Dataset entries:

PR #8546, opened 2024-07-17
Let pscoast -E accept reading other DCW type files made by users.

joa-quim:
In GMT.jl I added a function that reads an OGR file containing country borders and attributes describing each country polygon with 2 or 3 chars ISO codes and create a file with the same structure as the dcw-gmt.nc file.

That file can then be read by pscoast via -E like the official DCW file. In order to do it the +f<file> modifier was added.

Besides that, this PR adds also the _continent_ **WD**  to mean the entire world.

I have prepared one of such DCW files with data from https://public.opendatasoft.com/explore/dataset/world-administrative-boundaries/export/ and made it available at the gmtsetver /export/gmtserver/gmt/data/geography/dcw/ODS.nc.
It is only 1.3 MB big and with it we can do:

```
gmt coast -E=WD+fc:\v\ODS -JQ15 -Ba -png world_ODS
```
world_ODS

I have also a 60 MB file with the OSM countries if anyone is interested.

### DIFF
--- a/doc/rst/source/coast.rst
+++ b/doc/rst/source/coast.rst
@@ -111,7 +111,7 @@ Optional Arguments
 
 .. _-E:
 
-**-E**\ *code1,code2,...*\ [**+l**\|\ **L**\|\ **n**][**+c**\|\ **C**][**+e**][**+g**\ *fill*][**+p**\ *pen*][**+r**][**+R**][**+z**]
+**-E**\ *code1,code2,...*\ [**+f**\ *file*][**+l**\|\ **L**\|\ **n**][**+c**\|\ **C**][**+e**][**+g**\ *fill*][**+p**\ *pen*][**+r**][**+R**][**+z**]
     Select painting, clipping or dumping country polygons from the Digital Chart of the World (DCW).
     This is another dataset independent of GSHHG and hence the |-A| and |-D| options do not apply. The following codes
     are supported:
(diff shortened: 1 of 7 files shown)


seisman:
It's interesting.

> I have also a 60 MB file with the OSM countries if anyone is interested.

Does it mean it's possible to replace the current DCW data with OSM data?

joa-quim:
Well, yes but probably a lot of work. For now I left out higher administrative levels (before Federico and Andreas ask) because I wanted to make this work first and it was already quite some work. Also some of the DCW polygons are very GMT peculiar. The Russian one goes to ~30 to 190 and when we request data in [-180 180] GMT trims the > 180 and puts it in West. This if fine for mapping, when it works but we have bugs that make this fail often with low resolution data, but definitely not good when one want to do point-in-polygon (`gmtselect`) that is a Cartesian operation. Also the OSM data has very high resolution and not even it has borders that fit perfectly between two neighbor countries.

One intention was if I could expand the julia code to take GADM and(or OSM countries individually and build _DCW's_ with higher administrative levels. We wouldn't be distributing those files (we can't for GADM) but users could build them easily by themselves.

Esteban82 (approved):
It works fine. I got the same map. 

My only doubt is why you especify the file name without extension. Does it searchs for a .nc file?

seisman:
Instead of adding a `+f` modifier, can we add a new GMT configuration (we already have the `DIR_DCW` configuration key) that points to the DCW data by default but can be changed to use user's own nc file like what you're providing?

joa-quim:
> My only doubt is why you especify the file name without extension. Does it search for a .nc file?

Yes, it searches for a .nc file and name given may have, or not, that extension.

Regarding the `+f` modifier. I thought in a new config variable too but gave up because it wouldn't be different of `DIR_DCW` and in fact we can use that variable to indicate the location of the new file but things are a bit more complicated this way and that's why I didn't documented it. The issue is that the files `dcw-countries.txt` (+states +collections) would have to copied too and the file names kept the same (including the nc file). A problem is that because in any module we can give a **-RXX**, where **XX** is a country code, the GMT machinery searches for those `.txt` files even before the parsing of a modules option. This means that when we use **-EIT** it already scanned `dcw-countries.txt` to find the country code is valid and finding the region. This is a difficulty if we ever will want to have files with administrative zones other than those included in  `dcw-states.txt`. A new logic will need to be created and implemented.

All of that to say that the `+f` modifier was the simplest way of implementing this change.

joa-quim:
BTW, I updated the ODS.nc file in the gmtserver with one patched to have also the Antarctica polygons that were missing in the opendatasoft file.

Esteban82:
Great. Is something else to check?

joa-quim:
If there are no other questions I'll merge this today.

PR #8547, opened 2024-07-18
gmt_common_sighandler.c: fix ucontext for Apple

barracuda156:

Fix ucontext macros for macOS.

Current code falls back to x86 version on PowerPC, which is obviously wrong.

**Reminders**

Perhaps this is a trivial bug fix, there is no need to document it specifically.

P. S. I am not sure FreeBSD macro for PowerPC is correct. AFAIK, `__ppc__` is Apple-specific.
@pkubaj Could you please take a look? (I am not changing anything for FreeBSD in this PR, I mean to verify what the source has now.)


pkubaj:
LGTM.

barracuda156:
CI failures are in tests, which is obviously unrelated: an error in macros here would lead to a build-time error on macOS.

seisman (approved):

PR #8548, opened 2024-07-20
Update in the docs to netcdf 1.7

Esteban82:
I create a grid and I saw with grdinfo that the files formats are CF-1.7 (not CF-1.5).

I made this PR to update this.

Approve ONLY if it is correct

### DIFF
--- a/doc/rst/source/reference/features.rst
+++ b/doc/rst/source/reference/features.rst
@@ -2336,15 +2336,15 @@ approach should contact the GMT team for guidance.
 +==========+===============================================================+
 |          | *GMT 4 netCDF standard formats*                               |
 +----------+---------------------------------------------------------------+
-| nb       | GMT netCDF format (8-bit integer, COARDS, CF-1.5)             |
+| nb       | GMT netCDF format (8-bit integer, COARDS, CF-1.7)             |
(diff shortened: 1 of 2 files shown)


seisman (approved):
Looks correct to me.

joa-quim:
But why are we doing this? Nothing changed in the netCDF usage. What is the difference between CF 1.5 and CF 1.7 that affects anything we use in GMT?

seisman:
Just make the documentation consistent with the GMT output.

joa-quim:
OK. Still think useless CI Joules burning, but OK.

Esteban82:
> But why are we doing this? Nothing changed in the netCDF usage. What is the difference between CF 1.5 and CF 1.7 that affects anything we use in GMT?

I agree, nothing major. But I'm going to teach a class on GMT grid formats and I want the documentation to say the same thing as the terminal information. If I was sure, I would have modified it directly on master.

joa-quim:
Than the most correct thing to do is to remove that CF info from the grdinfo print. The thing is that the ndetCDF grids are **not** a GMT format and can, and actually are, be produced by many different programs. They are all reported to conform with CF1.7, but we have no idea if that is even true.

PR #8553, opened 2024-07-25
Fix the grdimage and grdview -T online syntax

seisman:

Current description of the `-T` syntax is inaccurate and misleading:
```
  -T[<width>[c|i|p]],[<color>],[<style>[c|i|p]]
     Image the data without interpolation by painting polygonal tiles in the form [+o[<pen>]][+s].
     <pen> is a comma-separated list of three optional items in the order: <width>[c|i|p], <color>, and
       <style>[c|i|p].
       <width> >= 0.0 sets pen width (Default unit is point); alternatively, give a pen name: Choose from faint,
          default, [thin|thick|fat][er|est] or wide.
       <color> = <gray> or <red>/<green>/<blue>, each in the range 0-255; #rrggbb, each in the range 00-FF using
          hexadecimal numbers; <cyan>/<magenta>/<yellow>/<black> each in 0-100% range; <hue>-<saturation>-
          <value> in ranges 0-360, 0-1, 0-1, respectively; a valid color name.
       <style> = pattern of dashes (-) and dots (.), scaled by <width>; "dashed", "dotted", "dashdot",
          "dotdash", or "solid"; <pattern>[:<offset>]; <pattern> holds lengths [Default unit is points] of any
          number of lines and gaps separated by underscores. The optional <offset> phase-shifts elements from
          start of the line [0].
     For PDF stroke transparency, append @<transparency> in the range 0-100% [0 = opaque].
       +s Skip tiles for nodes with z = NaN [Default paints all tiles].
       +o to draw tile outline; optionally append <pen> [Default uses no outline].
     Note: Cannot be used with -Jz|Z as it produces a flat image.
```

This PR changes it to:
```
  -T[+o[<pen>]][+s]
     Image the data without interpolation by painting polygonal tiles.
       +s Skip tiles for nodes with z = NaN [Default paints all tiles].
       +o to draw tile outline; optionally append <pen> [Default uses no outline].
     Note: Cannot be used with -Jz|Z as it produces a flat image.
```

### DIFF
--- a/src/grdimage.c
+++ b/src/grdimage.c
@@ -240,7 +240,8 @@ static int usage (struct GMTAPI_CTRL *API, int level) {
 	GMT_Usage (API, 3, "+i Invert presumed opacities to transparencies (i.e., 1 - opacity).");
 	GMT_Usage (API, 3, "+z Specify grid <value> to set transparent pixel color via CPT lookup.");
 	GMT_Option (API, "R");
-	gmt_pen_syntax (API->GMT, 'T', NULL, "Image the data without interpolation by painting polygonal tiles in the form [+o[<pen>]][+s].", NULL, 0);
+	GMT_Usage (API, 1, "\n-T[+o[<pen>]][+s]");
+	GMT_Usage (API, -2, "Image the data without interpolation by painting polygonal tiles.");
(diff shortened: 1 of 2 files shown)


joa-quim (approved):
Agree. Too much detail for the online help.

* _Task description_: Go over the entries above and tally the lines holding "correct"; please answer with the number alone.

* _Result_: 4